While the first concern of institutional investors may be making sure their liquidity funds are safe and secure, they should not ignore longer term investment trends, despite the current “ferocious economic climate,” believes CCLA’s head of investments James Bevan, one of Europe’s best informed institutional experts.
Institutions with a strategic long-term asset allocation should not be panicked into taking snap decisions, said Mr Bevan, who oversees assets worth £5bn (€6.42bn) for clients including the Central Board of Finance for the Church of England. Unlike more commercially-driven groups, CCLA is wholly owned by its charity client base.
Long-term opportunities may present themselves in fixed income securities such as bank preference shares. “The first area beyond cash is credit,” said Mr Bevan, who expects more downside in equity markets.
“You cannot have a sustained equity market rally without first experiencing a credit market rally,” he explained.
But equities should not be ignored, with traditional defensive growth stocks such as energy supplier BG, pest control operator Rentokil and self-style “health and nutrition” players Nestlé and Danone proving potentially attractive.

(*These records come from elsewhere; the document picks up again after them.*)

PR #546, opened 2023-09-12
Handle errors in Qubes

### LINKED ISSUE #430: Qubes: Error handling

deeplow:
Deals with error-handling in Qubes.

Fixes #430. But depends on #537


tests/isolation_provider/__init__.py
```diff
@@ -0,0 +1,49 @@
...
+        ["pdfunite", *([pdf_file_1000_pages.name] * 70), pdf_file_70000_pages.name]
+    )
+
+    yield pdf_file_70000_pages.name
+
+    # Delete files
+    svg_file.close()
+    pdf_file_one_page.close()
+    pdf_file_1000_pages.close()
+    pdf_file_70000_pages.close()
```
apyrgio, line 49: This block has two issues:

1. It requires having some specific commands in the user's system. This may not be the case in Windows/MacOS, and even on Linux systems.
2. It takes a bit of a time, and produces a big document.

Instead, let's precompute this document. We can create a document with 70K pages with:

```
gs -sDEVICE=pdfwrite -o sample-70k-pages.pdf -dDEVICEWIDTHPOINTS=612 -dDEVICEHEIGHTPOINTS=792 -c  70000 {showpage} repeat
```

This takes roughly 21MiB of space, and we can compress it down to 1.8MiB.

We can also use the same technique (minus the compression) to create a document with large width/height, since we want to catch errors for that as well.

apyrgio (commented):
What I see looks good for now. Since it's still WIP, it will be worth having in its description which errors from #430 are not handled yet.

tests/isolation_provider/__init__.py
deeplow: That's exactly what I was looking for. Thank you.

deeplow: closing via 5cc9f17

deeplow:
It's now ready for review @apyrgio.

I've tackled most of of the error handling situations. The ones remaining are:
  -  **document wasn't immediately received** - maybe we can borrow `nonblocking_read()` in the qubes wrapper
  - **The disposable qube could not start because dz-dvm does not exist.** - I don't know how to disambiguate this from the lack of RAM situation because in both cases the exit code of `qrexec-client-vm` is `126`. I'm afraid we may need the [Admin API](https://www.qubes-os.org/doc/admin-api/) to be able to tell them apart.
  - **pre-flight check:** netVM is None - we discussed that this would be implemented later.

And one things need UX polishing:
  - **lack of RAM exception:** in this case, if the first document fails because of a lack of RAM, all other conversions should be aborted and the user should be advised to free up RAM and try again. For the moment I just left it to try (and fail) every single document because it's easier logic wise. But we can iterate on this in a future PR.

dangerzone/isolation_provider/qubes.py
```diff
@@ -84,50 +84,37 @@ def _convert(
...
-                p = subprocess.Popen(
-                    ["/usr/bin/qrexec-client-vm", "@dispvm:dz-dvm", "dz.Convert"],
-                    stdin=f,
-                    stdout=subprocess.PIPE,
-                    stderr=subprocess.DEVNULL,
-                )
+            except BrokenPipeError as e:
+                # Likely that qube did not have enough RAM to start
+                # in which case, it exits with code 126
+                if running_on_qubes() and p.wait() == 126:
```
apyrgio, line 95: Nitpick, but if we are here, should we even check `running_on_qubes()`? Also, if the process has closed its stdin, but has not finished, then execution will hang in this line. I suggest setting a timeout of 3 seconds here.

tests/isolation_provider/test_qubes.py
```diff
@@ -0,0 +1,117 @@
...
+            p = subprocess.Popen(
+                # XXX error 126 simulates a qrexec-policy failure. Source:
+                # https://github.com/QubesOS/qubes-core-qrexec/blob/fdcbfd7/daemon/qrexec-daemon.c#L1022
+                ["exit 126"],
+                stdin=subprocess.PIPE,
+                stdout=subprocess.PIPE,
+                stderr=subprocess.PIPE,
+                shell=True,
+            )
+            time.sleep(0.2)  # Avoid race condition
```
apyrgio, line 110: What is the race condition that we are avoiding with this sleep argument?

tests/isolation_provider/test_qubes.py
```diff
@@ -0,0 +1,117 @@
...
+                stdin=subprocess.PIPE,
+                stdout=subprocess.PIPE,
+                stderr=subprocess.PIPE,
+            )
+            assert p.stdin is not None
+            p.stdin.write(b"\x00\x01")  # 1 page
+            p.stdin.write(b"\x00\x04")  # 4px width
+            p.stdin.write(b"\x00\x05")  # 5px height
+            p.stdin.write(b"\x00")  # only one byte received but 3*4*5 expected
+            return p
```
apyrgio, line 84: This test now fails in my machine, due to the PRs that have just been merged. The reason is that `tee` does not exit, so the client-side will not receive EOF. It will fail with a timeout error instead, not `errors.InterruptedConversion`.

tests/isolation_provider/test_qubes.py
```diff
@@ -0,0 +1,117 @@
...
+        provider.progress_callback = mocker.MagicMock()
+        mocker.patch(
+            "dangerzone.conversion.errors.MAX_PAGES", 1
+        )  # sample_doc has 4 pages > 1
+        doc = Document(sample_doc)
+        with pytest.raises(errors.MaxPagesException):
+            success = provider._convert(doc, ocr_lang=None)
+            assert not success
+
+    def test_max_dimentions(
```
apyrgio, line 48:
```suggestion
    def test_max_dimensions(
```

tests/isolation_provider/test_qubes.py
```diff
@@ -0,0 +1,117 @@
...
+    ) -> None:
+        provider.progress_callback = mocker.MagicMock()
+        with pytest.raises(errors.MaxPageWidthException):
+            success = provider._convert(Document(sample_bad_width), ocr_lang=None)
+            assert not success
+        with pytest.raises(errors.MaxPageHeightException):
+            success = provider._convert(Document(sample_bad_height), ocr_lang=None)
+            assert not success
+
+    def test_inconsistent_dimentions(
```
apyrgio, line 63:
```suggestion
    def test_inconsistent_dimensions(
```

apyrgio (changes requested):
I made a first pass of the PR. General comment, now that we have merged some other PRs, it seems that some Qubes tests fail:

```
FAILED tests/isolation_provider/test_qubes.py::TestIsolationProvider::test_max_pages_received - dangerzone.conversion.errors.InterruptedConversion: Something interrupted the conversion and it could not be completed.
FAILED tests/isolation_provider/test_qubes.py::TestQubes::test_max_pages_received - dangerzone.conversion.errors.InterruptedConversion: Something interrupted the conversion and it could not be completed.
FAILED tests/isolation_provider/test_qubes.py::TestQubes::test_max_dimentions - dangerzone.errors.InputFileNotFoundException: Input file not found: make sure you typed it correctly.
FAILED tests/isolation_provider/test_qubes.py::TestQubes::test_inconsistent_dimentions - Failed: DID NOT RAISE <class 'dangerzone.conversion.errors.InterruptedConversion'>
```

Can you give them a look?

dangerzone/isolation_provider/qubes.py
deeplow: Duh. Yeah, obviously we don't need to. Somehow I muse have imagined this was shared code.

> I suggest setting a timeout of 3 seconds here.

You're right. I also wanted that. I recall me wanting to reuse you timeout code but not doing it because something was still missing or we need to adapt something to make use of that here. I'll recheck.

dangerzone/isolation_provider/qubes.py
```diff
@@ -84,50 +84,37 @@ def _convert(
...
             except ValueError:
                 error_code = p.wait()
                 # XXX Reconstruct exception from error code
-                raise exception_from_error_code(error_code)  # type: ignore [misc]
-
-            if n_pages == 0:
-                # FIXME: Fail loudly in that case
-                return False
+                raise errors.exception_from_error_code(error_code)  # type: ignore [misc]
+            if 1 < n_pages > errors.MAX_PAGES:
```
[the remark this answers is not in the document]
deeplow: Sorry about that. I was disliking this double inequality. Fixed in 8dea8d55.

tests/__init__.py
```diff
@@ -73,6 +88,20 @@ def unreadable_pdf(tmp_path: Path) -> str:
     return str(file_path)
 
 
+@pytest.fixture
+def pdf_11k_pages(tmp_path: Path) -> str:
+    """11K page document with pages of 1x1 px. Generated with the command:
+
+    gs -sDEVICE=pdfwrite -o sample-11k-pages.pdf -dDEVICEWIDTHPOINTS=1 -dDEVICEHEIGHTPOINTS=1 -c 1000 {showpage} repeat
```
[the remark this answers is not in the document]
deeplow: Fixed in 4365e591.

tests/isolation_provider/test_qubes.py
deeplow: Oh my English! 3dbacdb3

tests/isolation_provider/test_qubes.py
deeplow: Fixed in 32f7cda.

tests/isolation_provider/test_qubes.py
deeplow: It was an old comment. Thanks for catching it! Fixed in be0fbf21.

deeplow:
`tests/isolation_provider/test_qubes.py::TestIsolationProvider::test_max_pages_received` is failing for me. I think it will be fixed by #551. In short it's failing server-side because it hit the 10k page limit and then it's receiving no bytes for what was supposed to be the `n_pages`. But the reality is that it should have detected that an error occurred.

tests/isolation_provider/test_qubes.py
apyrgio: Hm, I think that `tee & exit` now makes the test racy. What if `tee` exits before it sends back the input? I think a better way is to change `tee & exit` with `echo -e`:

```diff
diff --git a/tests/isolation_provider/test_qubes.py b/tests/isolation_provider/test_qubes.py
index a1e5efb..f3ab918 100644
--- a/tests/isolation_provider/test_qubes.py
+++ b/tests/isolation_provider/test_qubes.py
@@ -71,17 +71,14 @@ class TestQubes(TestIsolationProvider):
 
         def qrexec_subprocess() -> subprocess.Popen:
             p = subprocess.Popen(
-                ["tee & exit"],  # pipe out whatever we feed into stdin
+                ["echo",
+                 "-n",
+                 "-e",
+                 r"\x00\x01\x00\x04\x00\x05\x99"],
                 stdin=subprocess.PIPE,
                 stdout=subprocess.PIPE,
                 stderr=subprocess.PIPE,
-                shell=True,
             )
-            assert p.stdin is not None
-            p.stdin.write(b"\x00\x01")  # 1 page
-            p.stdin.write(b"\x00\x04")  # 4px width
-            p.stdin.write(b"\x00\x05")  # 5px height
-            p.stdin.write(b"\x00")  # only one byte received but 3*4*5 expected
```

apyrgio:
> `tests/isolation_provider/test_qubes.py::TestIsolationProvider::test_max_pages_received` is failing for me. I think it will be fixed by #551. In short it's failing server-side because it hit the 10k page limit and then it's receiving no bytes for what was supposed to be the `n_pages`. But the reality is that it should have detected that an error occurred.

I have rebased this test on top of my WIP PR, and it does seem to work. I don't understand why though, since it should fail immediately, once it reads the number of pages.

> `FAILED tests/isolation_provider/test_qubes.py::TestQubes::test_max_dimentions - dangerzone.errors.InputFileNotFoundException: Input file not found: make sure you typed it correctly.`

Note that this fails because most probably, a file has not been added to Git.

tests/isolation_provider/test_qubes.py
deeplow: That also works. Thanks for the suggestions. Implemented in 0f189c1d.

deeplow:
>> st_max_pages_received is failing for me. I think it will be fixed by https://github.com/freedomofpress/dangerzone/pull/551. In short it's failing server-side because it hit the 10k page limit and then it's receiving no bytes for what was supposed to be the n_pages. But the reality is that it should have detected that an error occurred.
>
> I have rebased this test on top of my WIP PR, and it does seem to work. I don't understand why though, since it should fail immediately, once it reads the number of pages.

I don't follow. You're saying the test should fail in that case, yet it's passing? The test should pass _because it failed_ when it received the pages.

deeplow:
>>    FAILED tests/isolation_provider/test_qubes.py::TestQubes::test_max_dimentions - dangerzone.errors.InputFileNotFoundException: Input file not found: make sure you typed it correctly.
> 
> Note that this fails because most probably, a file has not been added to Git.

Whoops. I just added them in 757f0881.

deeplow:
> EDIT: One more issue with the tests that we must deal with is that some of them run twice, e.g., test_max_pages_received.

This should be fixed with 7c9e552. Turns out pytest also recognizes test classes that start with `Test` in their name (even though the file they're in, doesn't start with `test_`. So I just moved the `Test` in the name to the end.

apyrgio:
> I don't follow. You're saying the test should fail in that case, yet it's passing? The test should pass because it failed when it received the pages (server-side).

I was saying that the test should have passed as is, without my PR, because the server-side check for the max number of pages would get immediately triggered, raise an exception, and our `try ... except:` clause in the client would catch it. In any case, I'll do one more read of the code once all PRs are merged, because it's a bit confuring right now. Let's ignore this comment for now.

dangerzone/isolation_provider/qubes.py
```diff
@@ -84,50 +84,37 @@ def _convert(
...
+            except BrokenPipeError as e:
+                # Likely that qube did not have enough RAM to start
+                # in which case, it exits with code 126
+                if p.wait() == 126:
+                    # TODO: disambiguate from qrexec policy misconfigured, if possible
+                    raise errors.QubesNotEnoughRAMError()
+                else:
+                    # XXX preserve the exception since it can also have other causes
+                    # e.g.: Ctrl+C with the right timing can trigger BrokenPipeError
+                    raise e
```
apyrgio, line 101: Now that I have reworked the #551  PR, I think I have a much better solution to this:

 ```suggestion
            except BrokenPipeError as e:
                    raise errors.InterruptedConversion()
```

and change the error code of `QubesNotEnoughRAMError` to 126. This way, this error will be detected at a central point (the `try ... except` clause that I introduce in this PR), and we will avoid having custom error handling logic scattered in the code.

_(minor note, when re-raising exception, it's best to use `raise` instead of `raise e`, since the former preserves the original traceback)_

deeplow: Yes, that works. I had also considered that 126 "hack" but ultimately didn't submit it because I it felt like we were mixing two distinct things. But now seeing this again and that you had a similar intuition, it might make sense.

apyrgio: Yeah, I feel this asymmetry as well. We _could_ say that this error is actually returned by `qrexec`, and not by the disposable qube, just to explain why there is this different there.

deeplow:
I have rebased it on top of main now that #551 was merged.

A few notes:
  - I implemented the OutOfRAM detection as suggested (worked perfectly)
  - **I kept the race condition avoidance timeout** - even though the test was very stable (passed 5 times in a row), because we move the detection code to `_convert`. So it has lots of time to exit before the error is caught. But I decided to keep a `0.1` sleep just in case.
  - there was a `raise errors.InterruptedConversion` (without the `()`) which I fixed (that passed review [here](https://github.com/freedomofpress/dangerzone/pull/551#discussion_r1337384759))


Also, how do you feel about the inconsistent dimentions test? I have removed it temporarily, but to make it work, it may be a bit tricky. We need to let it send data partially but not exit. (maybe a sleep?). And then in any case it will fail due to timeout and not due to missing data.

apyrgio:
> I implemented the OutOfRAM detection as suggested (worked perfectly)

:tada:

> I kept the race condition avoidance timeout - even though the test was very stable (passed 5 times in a row), because we move the detection code to _convert. So it has lots of time to exit before the error is caught. But I decided to keep a 0.1 sleep just in case.

I believe I understand what was going on with that test. You needed to sleep there so that `qrexec` definitely exits, and thus writing the document to the `qrexec`'s stdin fails. This was necessary because it was the only point where we looked for the 126 error code. If the `qrexec` streams closed afterwards, e.g., while waiting for the number of pages, we wouldn't detect that we are out of RAM.

By having a sleep there, we actually masked the fact that our "out of RAM" error handling did not work in all cases! Now that we always check for the 126 error code, I propose removing this sleep call.

> there was a raise errors.InterruptedConversion (without the ()) which I fixed (that passed review https://github.com/freedomofpress/dangerzone/pull/551#discussion_r1337384759)

Thanks. Note that's actually valid syntax: https://stackoverflow.com/questions/19768515/is-there-a-difference-between-raising-exception-class-and-exception-instance. I understand though that it may break symmetry, so I don't mind your change.

apyrgio (approved):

And while equity prices may be depressed, investors can benefit from the free cash flow and dividend yield which well- chosen companies can provide.
Whereas Mr Bevan has always recommended clients should pursue diversified strategies, he questions whether all diversification is productive, and warns clients not to move into highly leveraged areas.
“A lot of people bought private equity to diversify away from quoted assets, but much of private equity is now based on financial engineering, not best business management,” said Mr Bevan.
In recent times, buyout groups have been taking over companies using financial leverage and then restructuring the balance sheet, rather than changing the fundamental business model. He warned investors to expect some blowouts in private equity, with a forthcoming “separation of men from boys.”
Property, another area into which institutions have diversified, can also be a dangerous asset to hold when the cost of debt increases, while asset values are written down, though it is slightly more predictable than the buyout industry because properties can be regularly valued, unlike private equity.
Investors moving into hedge funds have often done so with the belief that they are totally uncorrelated with other markets, but this can be a false premise, said Mr Bevan, whose research shows that the performance of many hedge funds is linked to their underlying equity markets.